Ailesine ekonomik açıdan yardım edebilmek için okulu bırakan Rosa, uzun bir süre eğitim hayatına ara verdi. Montgomery'de bir giyim firması için çalışmaya başlayan Rosa, 1932'de, 19 yaşında iken Raymond Parks isimli bir berber ile tanıştı ve evlendiler.
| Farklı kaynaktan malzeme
PR #1221, opened 2021-05-14
Adapt TestGrid config managment to Config Merger

fgimenez:
Updates to use Config Merger instead of transfigure for TestGrid config management. 

Until now with transfigure every time we merged changes in our jobs config, the new testgrid config was generated and PR was issued in k8s/test-infra with the relevant changes. With Config Merger, we first instruct TestGrid to read our config from a GCS bucket and then we can manage that config without requiring merging changes in k8s/test-infra. Config Merger configuration on test-infra side is described here https://github.com/GoogleCloudPlatform/testgrid/tree/master/cmd/config_merger and this is an example of the steps required to migrate to use Config Merger https://github.com/GoogleCloudPlatform/oss-test-infra/issues/832

These changes remove the old transfigure jobs and add 3 new jobs:
* testgrid config check presubmit: when there are changes on job configs we generate the new testgrid config and check that it is ok.
* testgrid update postsumit: after merging changes in jobs configs we we generate the new testgrid config, check that it is ok and propose a PR to update it in project-infra.
* testgrid upload postsubmit: after merging changes in testgrid config, the new testgrid config file is uploaded to GCS.

/cc @dhiller

### DIFF
--- a/github/ci/prow-deploy/files/jobs/kubevirt/project-infra/project-infra-postsubmits.yaml
+++ b/github/ci/prow-deploy/files/jobs/kubevirt/project-infra/project-infra-postsubmits.yaml
@@ -614,7 +614,7 @@ postsubmits:
           secret:
             secretName: pgp-bot-key
     - name: post-project-infra-update-testgrid-config
-      run_if_changed: '^github/ci/prow-deploy/files/orgs\.yaml$'
+      run_if_changed: '^github/ci/prow-deploy/files/jobs/.*$'
       branches:
       - master
       annotations:
--- a/github/ci/prow-deploy/files/jobs/kubevirt/project-infra/project-infra-postsubmits.yaml
+++ b/github/ci/prow-deploy/files/jobs/kubevirt/project-infra/project-infra-postsubmits.yaml
@@ -613,8 +613,8 @@ postsubmits:
         - name: pgp-bot-key
           secret:
             secretName: pgp-bot-key
-    - name: post-project-infra-upload-testgrid-config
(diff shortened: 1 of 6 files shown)


github/ci/prow-deploy/files/jobs/kubevirt/project-infra/project-infra-postsubmits.yaml
```diff
@@ -613,8 +613,8 @@ postsubmits:
         - name: pgp-bot-key
           secret:
             secretName: pgp-bot-key
-    - name: post-project-infra-upload-testgrid-config
-      run_if_changed: '^(github/ci/prow-deploy/files/jobs/.*)|(github/ci/testgrid/gen-config\.yaml)$'
+    - name: post-project-infra-update-testgrid-config
+      run_if_changed: '^github/ci/prow-deploy/files/orgs\.yaml$'
```
dhiller, line 617: This change for `run_if_changed` doesn't look right? Shouldn't it be like this?
```suggestion
      run_if_changed: '^github/ci/prow-deploy/files/jobs/.*$'
```

dhiller (changes requested):
Looks like a great improvement!

One thing I found as commented.

github/ci/prow-deploy/files/jobs/kubevirt/project-infra/project-infra-postsubmits.yaml
fgimenez: Absolutely, great catch, thanks!

dhiller (approved):
/approve

PR #579, opened 2016-03-17
Add check if Gem is defined

sulaweyo:
On e.g. Ubuntu 12.04 LTS Gem is not there by default so i added a check to not fail in that fact if this is the case.

### DIFF
--- a/lib/facter/package_provider.rb
+++ b/lib/facter/package_provider.rb
@@ -12,7 +12,7 @@ require 'puppet/type/package'
 
 Facter.add(:package_provider) do
   setcode do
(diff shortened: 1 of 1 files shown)


bmjen:
@sulaweyo What version of rubygems and ruby are you running? It sounds weird that any installation of puppet (far enough to run facter) on any OS would not have Gem installed and defined.

sulaweyo:
It popped up in our CI. It was some Ubuntu 12.04 LTS which did not have all current updates in (for a bunch of reasons). But still i'd say to check if Gem ist there is never wrong to do.

bmjen:
@sulaweyo Sounds good. I agree that it's not a significant change to add a check. Thanks!

PR #582, opened 2016-03-24
MODULES-3201 - Fixed typo 'absense' to 'absence'

derekmceachern:
Believe that the 'match_for_absense' should actually be 'match_for_absence'


igalic:
it appears that the latest release of puppet 4 in strict mode issues slightly different errors than the previous release… this has nothing to do with your changes.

Kocasının desteği ile liseyi bitiren Rosa, kocasının da üyesi olduğu NAACP'ne, bir eşitlik örgütüne, üye oldu.
Dönemin şartlarında beyazlar ve siyahlar otobüslere farklı kapılardan biniyor ve farklı yerlere oturuyorlardı. Tüm bunların yanı sıra bir beyaz oturmak istediğinde siyahi bir bireyin yerini alabiliyordu. 1 Aralık 1955 günü Rosa, iş çıkışında her zaman bindiği otobüse binerek evine gitmekteydi. Kendisi oturacak bir yer buldu ancak birkaç durak sonra otobüse beyaz yolcular binmeye devam etti. Bu durumu gören otobüs şoförü siyahlar ile beyazları ayıran çizgiyi geriye alarak 4 siyahi yolcunun yerinden vazgeçmesini istedi. Bu kişilerden biri olan Rosa, bu isteği reddetti ve sürücü polisi çağırdı. Bunun üzerine tutuklanıp kefaletle serbest bırakıldı.
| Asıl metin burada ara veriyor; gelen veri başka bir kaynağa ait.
PR #585, opened 2016-03-28
[MODULES-2370] file_line.rb: Fix `line` attribute validation

jearls:
`file_line` type: During validation, do not require `line` attribute if:
* `ensure` is `absent`,
* `match` is not empty,
* and `match_for_absence` is `true`.

Also update `spec` tests to reflect this.

### DIFF
--- a/lib/puppet/type/file_line.rb
+++ b/lib/puppet/type/file_line.rb
@@ -111,8 +111,13 @@ Puppet::Type.newtype(:file_line) do
   end
 
   validate do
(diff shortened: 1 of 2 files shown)


aleksey-novikov:
@jearls Looks good! :+1:

jimr6007:
even with the "line" param specified and using stdlib version 4.11, should this functionality be working? Meaning, the ability to remove a line from a file if the "match" param matches any line in the file?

Bunun ardından NAACP'nin başkanı Nixon, 5 Aralık'tan itibaren siyahilere toplu taşımayı protesto etmelerini istedi. Bu protesto kısa sürede boykota dönüştü. Binlerce siyahi, yalnızca siyahilerin kullandığı araçlara binerek şehri protesto etmeye başladılar ve tüm baskılara rağmen protesto bir yıldan uzun sürdü. Bu baskılar da küçük şeyler değildi: Evlerin, kiliselerin yakılması ve darplara kadar varan baskılar... 13 Kasım 1956'da Amerika Yüksek Mahkemesi bu durumun ülke çapına yayılmadan engellenmesi adına toplu taşımada bu ayrımcılığa neden olan yasayı yürürlükten kaldırdı.
Bu süreç Rosa Parks ve ailesi için de zorlu geçti. İş bulamayıp sonunda Montgomery'den ayrıldılar ve Parks'ın annesiyle birlikte Detroit, Michigan'a taşındılar. Orada, Parks ABD Temsilcisi John Conyer'in kongre ofisinde sekreter ve resepsiyonist olarak çalışarak kendine yeni bir hayat kurdu. Ayrıca Amerika Planlı Ebeveynlik Federasyonu yönetim kurulunda görev yaptı.
1987 yılında uzun süredir arkadaşı olan Elaine Eason Steele ile birlikte Parks, Rosa ve Raymond Parks Kişisel Gelişim Enstitüsü'nü kurdu. 1999'da Time dergisince 20. yüzyılın insan hakları savunucusu seçildi. 1996 yılında Başkanlık Hürriyet madalyasına lâyık görüldü. 1999 yılının başında da Kongre'nin altın madalyasına hak kazandı ve bu ödülü Bill Clinton'un elinden aldı.